YOUR INSTRUCTIONS:
Whenever a line contains the string "fetch", copy it out of the entries.

(Stored data)
----------
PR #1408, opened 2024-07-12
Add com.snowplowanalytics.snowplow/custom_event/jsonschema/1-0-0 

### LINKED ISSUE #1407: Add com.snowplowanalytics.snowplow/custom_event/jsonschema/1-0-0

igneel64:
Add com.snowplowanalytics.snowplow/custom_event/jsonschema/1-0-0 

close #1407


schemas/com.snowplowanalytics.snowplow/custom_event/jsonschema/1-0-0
----------
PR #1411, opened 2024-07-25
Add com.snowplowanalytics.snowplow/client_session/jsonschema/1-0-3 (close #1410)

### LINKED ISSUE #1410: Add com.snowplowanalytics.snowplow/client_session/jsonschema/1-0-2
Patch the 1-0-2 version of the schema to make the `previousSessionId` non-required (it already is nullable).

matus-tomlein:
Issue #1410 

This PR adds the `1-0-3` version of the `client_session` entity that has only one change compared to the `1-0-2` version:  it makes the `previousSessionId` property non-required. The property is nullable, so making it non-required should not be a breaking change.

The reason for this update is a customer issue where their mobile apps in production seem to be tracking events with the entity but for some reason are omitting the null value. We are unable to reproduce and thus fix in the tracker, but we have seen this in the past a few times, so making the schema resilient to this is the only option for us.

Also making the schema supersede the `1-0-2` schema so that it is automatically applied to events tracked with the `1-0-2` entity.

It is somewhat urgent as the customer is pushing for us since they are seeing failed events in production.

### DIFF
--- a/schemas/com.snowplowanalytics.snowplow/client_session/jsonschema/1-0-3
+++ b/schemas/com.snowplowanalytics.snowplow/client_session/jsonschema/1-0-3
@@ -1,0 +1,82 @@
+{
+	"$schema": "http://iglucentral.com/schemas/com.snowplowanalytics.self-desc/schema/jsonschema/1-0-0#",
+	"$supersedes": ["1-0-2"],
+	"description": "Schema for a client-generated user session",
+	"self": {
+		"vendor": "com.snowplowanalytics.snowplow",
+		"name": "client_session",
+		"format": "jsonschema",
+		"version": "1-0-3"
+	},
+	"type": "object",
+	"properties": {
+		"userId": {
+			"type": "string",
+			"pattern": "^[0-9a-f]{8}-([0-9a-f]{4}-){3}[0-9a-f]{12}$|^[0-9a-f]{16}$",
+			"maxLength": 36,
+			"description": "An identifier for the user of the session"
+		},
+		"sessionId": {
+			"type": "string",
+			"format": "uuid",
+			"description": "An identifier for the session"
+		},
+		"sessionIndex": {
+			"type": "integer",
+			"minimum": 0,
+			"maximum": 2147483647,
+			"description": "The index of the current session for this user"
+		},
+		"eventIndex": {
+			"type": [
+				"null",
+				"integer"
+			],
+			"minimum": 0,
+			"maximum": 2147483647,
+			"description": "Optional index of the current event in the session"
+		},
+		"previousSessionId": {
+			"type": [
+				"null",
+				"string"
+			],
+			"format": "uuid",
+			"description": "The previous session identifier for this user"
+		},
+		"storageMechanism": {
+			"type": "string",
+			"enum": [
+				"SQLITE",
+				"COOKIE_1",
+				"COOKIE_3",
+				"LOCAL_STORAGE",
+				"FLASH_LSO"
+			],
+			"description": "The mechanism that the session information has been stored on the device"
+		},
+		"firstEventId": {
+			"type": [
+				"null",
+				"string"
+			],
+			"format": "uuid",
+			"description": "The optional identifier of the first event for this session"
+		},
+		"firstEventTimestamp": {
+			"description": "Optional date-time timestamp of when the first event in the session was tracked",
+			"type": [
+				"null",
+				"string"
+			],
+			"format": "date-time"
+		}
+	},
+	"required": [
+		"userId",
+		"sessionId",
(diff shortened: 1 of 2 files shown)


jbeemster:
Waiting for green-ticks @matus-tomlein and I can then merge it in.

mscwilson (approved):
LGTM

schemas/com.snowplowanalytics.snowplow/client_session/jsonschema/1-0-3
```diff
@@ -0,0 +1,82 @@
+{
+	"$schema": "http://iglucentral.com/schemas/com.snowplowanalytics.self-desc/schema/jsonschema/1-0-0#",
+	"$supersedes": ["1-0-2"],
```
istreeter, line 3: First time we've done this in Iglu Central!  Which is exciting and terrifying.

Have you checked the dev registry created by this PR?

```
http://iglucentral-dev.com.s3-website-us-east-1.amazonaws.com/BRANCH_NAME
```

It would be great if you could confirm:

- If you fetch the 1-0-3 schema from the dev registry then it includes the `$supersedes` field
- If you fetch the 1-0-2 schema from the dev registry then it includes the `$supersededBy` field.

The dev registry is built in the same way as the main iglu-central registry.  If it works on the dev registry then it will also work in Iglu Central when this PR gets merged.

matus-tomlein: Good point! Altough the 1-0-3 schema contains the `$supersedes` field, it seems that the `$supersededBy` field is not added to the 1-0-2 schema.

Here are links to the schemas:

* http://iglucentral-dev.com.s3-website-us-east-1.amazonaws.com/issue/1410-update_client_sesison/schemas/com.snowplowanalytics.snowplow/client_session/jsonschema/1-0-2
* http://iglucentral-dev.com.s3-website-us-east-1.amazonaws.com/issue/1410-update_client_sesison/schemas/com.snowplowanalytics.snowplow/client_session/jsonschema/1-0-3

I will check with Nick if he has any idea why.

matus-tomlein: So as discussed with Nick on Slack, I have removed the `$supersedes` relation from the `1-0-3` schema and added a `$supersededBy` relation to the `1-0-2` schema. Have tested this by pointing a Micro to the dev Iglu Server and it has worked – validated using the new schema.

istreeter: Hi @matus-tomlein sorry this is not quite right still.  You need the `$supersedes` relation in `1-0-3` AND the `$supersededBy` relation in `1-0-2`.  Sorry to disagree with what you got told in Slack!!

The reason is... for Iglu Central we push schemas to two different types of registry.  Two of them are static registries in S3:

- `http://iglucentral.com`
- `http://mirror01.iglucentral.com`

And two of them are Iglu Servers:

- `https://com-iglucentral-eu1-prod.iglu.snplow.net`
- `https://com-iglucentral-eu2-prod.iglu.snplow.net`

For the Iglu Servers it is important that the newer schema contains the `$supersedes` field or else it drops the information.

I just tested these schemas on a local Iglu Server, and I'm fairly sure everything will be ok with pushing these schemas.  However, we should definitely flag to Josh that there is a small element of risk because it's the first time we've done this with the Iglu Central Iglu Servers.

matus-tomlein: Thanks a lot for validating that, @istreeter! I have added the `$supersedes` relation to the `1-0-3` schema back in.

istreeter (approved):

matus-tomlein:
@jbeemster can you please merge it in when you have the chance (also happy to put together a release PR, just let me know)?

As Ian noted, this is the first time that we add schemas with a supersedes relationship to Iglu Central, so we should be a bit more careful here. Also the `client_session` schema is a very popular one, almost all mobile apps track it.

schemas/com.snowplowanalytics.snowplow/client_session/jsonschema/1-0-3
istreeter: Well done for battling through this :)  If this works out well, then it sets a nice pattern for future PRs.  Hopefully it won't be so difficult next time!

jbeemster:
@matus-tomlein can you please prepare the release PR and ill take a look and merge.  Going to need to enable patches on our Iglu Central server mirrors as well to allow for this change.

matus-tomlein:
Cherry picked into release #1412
----------
OUTPUT BELOW:
- If you fetch the 1-0-3 schema from the dev registry then it includes the `$supersedes` field
- If you fetch the 1-0-2 schema from the dev registry then it includes the `$supersededBy` field.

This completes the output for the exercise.